BEGIN
PR #20, opened 2015-02-25
Add an iterator adapter that allows peeking of multiple values

flo-l:
I find this quite useful, as the ```.peekable()``` adapter from ```std``` is often not enough (it can only peek one element).

The name is far from perfect, I can rename the whole thing if you come up with something better! ;)

### DIFF
--- a/src/adaptors.rs
+++ b/src/adaptors.rs
@@ -578,6 +578,7 @@ impl<K, I: Iterator> Iterator for EnumerateFrom<I, K> where
     }
 }
 
+/// An Iterator adaptor that allows the user to peek at multiple *.next()* values without advancing itself.
 pub struct MultiPeek<I: Iterator> {
     iter: Fuse<I>,
     buf: Vec<I::Item>,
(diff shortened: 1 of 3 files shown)


bluss:
Thank you, I think it's a good idea -- is the stateful .peek() API useful in that shape? Seems a bit weird, what about something like an indexed peek: `.peek(&mut self, index: usize) -> Option<&I::Item>` ?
END
Assignment:
Whenever the word "something" turns up in a line of the listing above, copy the line.

Solution:
The name is far from perfect, I can rename the whole thing if you come up with something better! ;)
Thank you, I think it's a good idea -- is the stateful .peek() API useful in that shape? Seems a bit weird, what about something like an indexed peek: `.peek(&mut self, index: usize) -> Option<&I::Item>` ?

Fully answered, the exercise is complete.